» **YOUR GOAL**: Your answer should be the lines below from the one with "- they were not sampled" to the one with "In an online", both included, given again exactly and with nothing added.

(SOURCE INFORMATION)

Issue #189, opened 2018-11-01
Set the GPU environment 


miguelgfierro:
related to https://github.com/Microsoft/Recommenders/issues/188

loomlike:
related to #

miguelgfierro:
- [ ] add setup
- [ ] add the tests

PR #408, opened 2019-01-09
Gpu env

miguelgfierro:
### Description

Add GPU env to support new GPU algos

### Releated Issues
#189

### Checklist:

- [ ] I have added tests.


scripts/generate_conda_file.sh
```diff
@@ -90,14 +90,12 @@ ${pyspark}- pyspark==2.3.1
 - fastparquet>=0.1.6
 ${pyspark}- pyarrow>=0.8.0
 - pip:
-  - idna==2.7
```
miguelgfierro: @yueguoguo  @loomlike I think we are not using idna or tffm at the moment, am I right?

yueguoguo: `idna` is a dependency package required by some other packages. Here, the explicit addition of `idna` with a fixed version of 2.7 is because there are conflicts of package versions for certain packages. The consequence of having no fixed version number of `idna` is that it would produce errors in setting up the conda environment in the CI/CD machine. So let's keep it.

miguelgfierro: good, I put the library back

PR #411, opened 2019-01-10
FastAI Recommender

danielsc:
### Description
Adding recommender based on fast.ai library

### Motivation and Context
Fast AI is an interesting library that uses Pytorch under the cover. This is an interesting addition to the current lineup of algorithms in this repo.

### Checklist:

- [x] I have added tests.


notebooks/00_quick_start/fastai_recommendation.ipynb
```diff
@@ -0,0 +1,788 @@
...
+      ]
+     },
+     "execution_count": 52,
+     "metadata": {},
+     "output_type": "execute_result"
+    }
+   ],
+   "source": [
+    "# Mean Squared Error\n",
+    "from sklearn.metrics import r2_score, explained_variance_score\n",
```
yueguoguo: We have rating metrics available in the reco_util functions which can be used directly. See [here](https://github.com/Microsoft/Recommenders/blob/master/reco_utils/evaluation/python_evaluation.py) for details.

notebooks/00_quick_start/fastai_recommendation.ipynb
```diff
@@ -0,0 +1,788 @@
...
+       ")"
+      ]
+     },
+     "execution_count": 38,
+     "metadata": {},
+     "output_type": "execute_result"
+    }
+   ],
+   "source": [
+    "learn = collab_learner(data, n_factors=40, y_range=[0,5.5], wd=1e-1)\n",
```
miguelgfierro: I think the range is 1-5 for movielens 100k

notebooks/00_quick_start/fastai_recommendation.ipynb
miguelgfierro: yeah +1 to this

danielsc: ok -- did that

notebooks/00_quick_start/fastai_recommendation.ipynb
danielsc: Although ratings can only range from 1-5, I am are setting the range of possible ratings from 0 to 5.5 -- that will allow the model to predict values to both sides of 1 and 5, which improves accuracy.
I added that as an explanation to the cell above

(End SOURCE INFORMATION)
(SOURCE INFORMATION)

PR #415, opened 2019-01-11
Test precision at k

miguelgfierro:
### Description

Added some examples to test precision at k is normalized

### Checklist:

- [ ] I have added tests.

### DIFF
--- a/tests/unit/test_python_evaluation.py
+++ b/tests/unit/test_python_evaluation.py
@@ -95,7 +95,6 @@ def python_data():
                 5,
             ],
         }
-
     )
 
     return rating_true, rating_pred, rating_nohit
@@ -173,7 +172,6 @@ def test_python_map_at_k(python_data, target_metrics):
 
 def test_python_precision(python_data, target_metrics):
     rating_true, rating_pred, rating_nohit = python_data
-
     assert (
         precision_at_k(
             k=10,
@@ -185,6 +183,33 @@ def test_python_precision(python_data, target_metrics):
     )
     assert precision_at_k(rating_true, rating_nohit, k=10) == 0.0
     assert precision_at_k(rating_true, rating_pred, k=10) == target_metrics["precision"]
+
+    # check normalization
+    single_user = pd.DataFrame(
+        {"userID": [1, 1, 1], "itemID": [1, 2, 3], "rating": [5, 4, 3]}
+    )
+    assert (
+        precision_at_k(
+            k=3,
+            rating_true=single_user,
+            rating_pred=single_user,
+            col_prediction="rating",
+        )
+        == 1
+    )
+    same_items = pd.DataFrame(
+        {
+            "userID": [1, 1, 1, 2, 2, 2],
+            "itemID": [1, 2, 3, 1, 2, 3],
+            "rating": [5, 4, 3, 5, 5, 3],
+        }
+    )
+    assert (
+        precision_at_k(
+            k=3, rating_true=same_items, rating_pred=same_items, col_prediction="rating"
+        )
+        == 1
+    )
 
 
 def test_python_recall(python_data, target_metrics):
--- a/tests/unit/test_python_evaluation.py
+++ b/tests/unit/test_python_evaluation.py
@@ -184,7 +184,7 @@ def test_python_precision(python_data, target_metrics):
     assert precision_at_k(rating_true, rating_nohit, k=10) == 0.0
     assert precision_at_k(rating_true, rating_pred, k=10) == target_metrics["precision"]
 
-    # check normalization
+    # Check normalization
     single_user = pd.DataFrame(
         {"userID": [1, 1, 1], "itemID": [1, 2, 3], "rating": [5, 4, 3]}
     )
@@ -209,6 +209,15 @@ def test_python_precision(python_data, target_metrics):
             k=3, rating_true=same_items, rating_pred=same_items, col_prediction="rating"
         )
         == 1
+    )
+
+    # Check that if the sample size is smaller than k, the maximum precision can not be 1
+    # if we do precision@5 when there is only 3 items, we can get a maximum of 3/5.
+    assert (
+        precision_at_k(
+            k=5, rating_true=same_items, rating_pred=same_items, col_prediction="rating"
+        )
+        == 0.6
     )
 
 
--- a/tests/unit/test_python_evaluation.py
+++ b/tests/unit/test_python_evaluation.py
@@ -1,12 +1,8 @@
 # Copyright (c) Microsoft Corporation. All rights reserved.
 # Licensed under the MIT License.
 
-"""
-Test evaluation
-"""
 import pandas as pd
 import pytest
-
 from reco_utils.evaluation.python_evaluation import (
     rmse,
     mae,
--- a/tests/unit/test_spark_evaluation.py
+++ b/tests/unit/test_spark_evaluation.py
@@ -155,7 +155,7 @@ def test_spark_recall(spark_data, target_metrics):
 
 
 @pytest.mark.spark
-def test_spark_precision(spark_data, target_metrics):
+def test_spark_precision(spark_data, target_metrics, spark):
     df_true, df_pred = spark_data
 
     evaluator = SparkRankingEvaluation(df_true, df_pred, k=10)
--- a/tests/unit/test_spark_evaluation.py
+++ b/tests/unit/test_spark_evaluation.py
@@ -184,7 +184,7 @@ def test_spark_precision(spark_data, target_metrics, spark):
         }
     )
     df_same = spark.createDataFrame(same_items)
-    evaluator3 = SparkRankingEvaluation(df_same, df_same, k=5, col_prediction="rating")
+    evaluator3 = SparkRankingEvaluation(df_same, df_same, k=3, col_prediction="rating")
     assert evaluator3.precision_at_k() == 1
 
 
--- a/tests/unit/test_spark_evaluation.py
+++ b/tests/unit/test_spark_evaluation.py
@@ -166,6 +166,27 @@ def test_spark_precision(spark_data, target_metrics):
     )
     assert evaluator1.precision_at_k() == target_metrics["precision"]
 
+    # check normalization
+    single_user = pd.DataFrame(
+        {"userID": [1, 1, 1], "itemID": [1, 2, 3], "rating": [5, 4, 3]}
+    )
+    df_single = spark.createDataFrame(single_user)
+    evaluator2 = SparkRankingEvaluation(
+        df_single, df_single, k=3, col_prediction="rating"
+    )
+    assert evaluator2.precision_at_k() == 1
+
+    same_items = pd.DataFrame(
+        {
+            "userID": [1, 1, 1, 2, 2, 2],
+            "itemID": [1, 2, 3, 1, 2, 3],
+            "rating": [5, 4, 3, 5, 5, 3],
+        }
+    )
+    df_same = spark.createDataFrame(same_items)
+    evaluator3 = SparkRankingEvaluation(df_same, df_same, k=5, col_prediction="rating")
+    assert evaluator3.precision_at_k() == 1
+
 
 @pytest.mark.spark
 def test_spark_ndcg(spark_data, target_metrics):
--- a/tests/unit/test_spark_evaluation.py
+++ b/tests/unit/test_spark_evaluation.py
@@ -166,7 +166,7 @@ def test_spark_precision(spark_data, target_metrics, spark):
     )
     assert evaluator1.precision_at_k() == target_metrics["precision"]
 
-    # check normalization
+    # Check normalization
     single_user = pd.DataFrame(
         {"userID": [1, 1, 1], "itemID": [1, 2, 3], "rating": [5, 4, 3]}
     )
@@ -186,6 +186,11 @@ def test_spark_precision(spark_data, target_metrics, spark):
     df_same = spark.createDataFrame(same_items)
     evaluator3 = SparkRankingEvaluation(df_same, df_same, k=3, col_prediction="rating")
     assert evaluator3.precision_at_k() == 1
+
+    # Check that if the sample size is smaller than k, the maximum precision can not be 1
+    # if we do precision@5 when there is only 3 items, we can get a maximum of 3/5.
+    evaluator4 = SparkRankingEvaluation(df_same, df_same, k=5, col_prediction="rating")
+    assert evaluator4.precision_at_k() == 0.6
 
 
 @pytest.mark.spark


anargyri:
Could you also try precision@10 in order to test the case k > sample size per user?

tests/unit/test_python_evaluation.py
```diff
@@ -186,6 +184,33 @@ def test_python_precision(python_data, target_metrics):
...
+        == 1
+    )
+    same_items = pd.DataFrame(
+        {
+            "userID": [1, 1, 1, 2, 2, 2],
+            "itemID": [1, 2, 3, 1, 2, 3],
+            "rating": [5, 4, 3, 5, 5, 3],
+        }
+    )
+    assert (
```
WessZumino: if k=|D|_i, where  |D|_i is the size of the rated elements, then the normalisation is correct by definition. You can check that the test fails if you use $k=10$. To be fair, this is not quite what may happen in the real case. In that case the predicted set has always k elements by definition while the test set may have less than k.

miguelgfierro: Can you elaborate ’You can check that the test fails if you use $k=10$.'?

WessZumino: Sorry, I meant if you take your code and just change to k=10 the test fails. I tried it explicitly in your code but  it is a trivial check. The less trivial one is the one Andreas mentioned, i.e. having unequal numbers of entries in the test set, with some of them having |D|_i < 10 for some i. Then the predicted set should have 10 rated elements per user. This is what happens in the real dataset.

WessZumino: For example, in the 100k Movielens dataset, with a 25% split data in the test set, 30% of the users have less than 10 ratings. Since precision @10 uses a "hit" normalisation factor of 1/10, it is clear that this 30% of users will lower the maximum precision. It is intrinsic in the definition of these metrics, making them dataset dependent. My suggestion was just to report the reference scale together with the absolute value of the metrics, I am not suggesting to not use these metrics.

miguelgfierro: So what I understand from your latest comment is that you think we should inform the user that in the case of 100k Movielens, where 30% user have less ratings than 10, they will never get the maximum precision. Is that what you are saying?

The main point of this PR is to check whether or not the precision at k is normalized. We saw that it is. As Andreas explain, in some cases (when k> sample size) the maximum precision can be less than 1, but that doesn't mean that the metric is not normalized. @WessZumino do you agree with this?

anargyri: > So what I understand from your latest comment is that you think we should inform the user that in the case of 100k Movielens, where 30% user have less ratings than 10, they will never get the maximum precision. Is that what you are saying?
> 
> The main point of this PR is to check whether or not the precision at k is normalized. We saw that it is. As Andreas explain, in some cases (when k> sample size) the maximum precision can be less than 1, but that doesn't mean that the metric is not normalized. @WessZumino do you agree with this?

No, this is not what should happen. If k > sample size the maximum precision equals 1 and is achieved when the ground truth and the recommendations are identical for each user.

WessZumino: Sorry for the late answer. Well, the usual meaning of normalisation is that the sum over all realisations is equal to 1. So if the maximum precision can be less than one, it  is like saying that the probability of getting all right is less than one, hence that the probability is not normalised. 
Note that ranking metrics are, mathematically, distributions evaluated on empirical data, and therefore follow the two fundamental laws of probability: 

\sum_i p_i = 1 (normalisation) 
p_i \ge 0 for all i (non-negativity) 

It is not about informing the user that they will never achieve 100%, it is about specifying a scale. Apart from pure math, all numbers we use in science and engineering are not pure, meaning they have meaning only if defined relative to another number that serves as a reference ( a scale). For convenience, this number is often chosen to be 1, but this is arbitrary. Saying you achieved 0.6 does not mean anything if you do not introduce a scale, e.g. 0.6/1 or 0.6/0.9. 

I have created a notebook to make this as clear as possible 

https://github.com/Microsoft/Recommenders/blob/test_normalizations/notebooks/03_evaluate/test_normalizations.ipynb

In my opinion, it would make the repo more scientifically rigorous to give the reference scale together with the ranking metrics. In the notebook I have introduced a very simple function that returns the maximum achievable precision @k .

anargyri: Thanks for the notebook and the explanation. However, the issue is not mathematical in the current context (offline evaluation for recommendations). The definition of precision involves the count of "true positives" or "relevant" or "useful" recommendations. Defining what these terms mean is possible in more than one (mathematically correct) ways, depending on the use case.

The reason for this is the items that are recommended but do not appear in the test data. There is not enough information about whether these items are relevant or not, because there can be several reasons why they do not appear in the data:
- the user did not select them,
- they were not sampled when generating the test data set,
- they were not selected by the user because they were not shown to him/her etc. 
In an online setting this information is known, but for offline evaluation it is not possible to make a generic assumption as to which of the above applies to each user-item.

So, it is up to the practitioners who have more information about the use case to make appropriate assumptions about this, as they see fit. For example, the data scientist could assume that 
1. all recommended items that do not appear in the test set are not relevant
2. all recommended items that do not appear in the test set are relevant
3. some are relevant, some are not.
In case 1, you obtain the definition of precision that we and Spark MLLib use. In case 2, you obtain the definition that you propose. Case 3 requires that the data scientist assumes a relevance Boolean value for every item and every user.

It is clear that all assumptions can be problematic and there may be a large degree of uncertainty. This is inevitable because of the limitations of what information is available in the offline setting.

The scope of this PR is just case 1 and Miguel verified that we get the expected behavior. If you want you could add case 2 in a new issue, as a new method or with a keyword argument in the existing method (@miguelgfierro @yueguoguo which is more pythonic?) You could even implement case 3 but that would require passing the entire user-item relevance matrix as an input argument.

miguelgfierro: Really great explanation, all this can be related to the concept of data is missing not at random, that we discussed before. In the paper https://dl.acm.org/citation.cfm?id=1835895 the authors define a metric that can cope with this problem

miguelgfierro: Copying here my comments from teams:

(End SOURCE INFORMATION)

» **YOUR RESPONSE**:
- they were not sampled when generating the test data set,
- they were not selected by the user because they were not shown to him/her etc. 
In an online setting this information is known, but for offline evaluation it is not possible to make a generic assumption as to which of the above applies to each user-item.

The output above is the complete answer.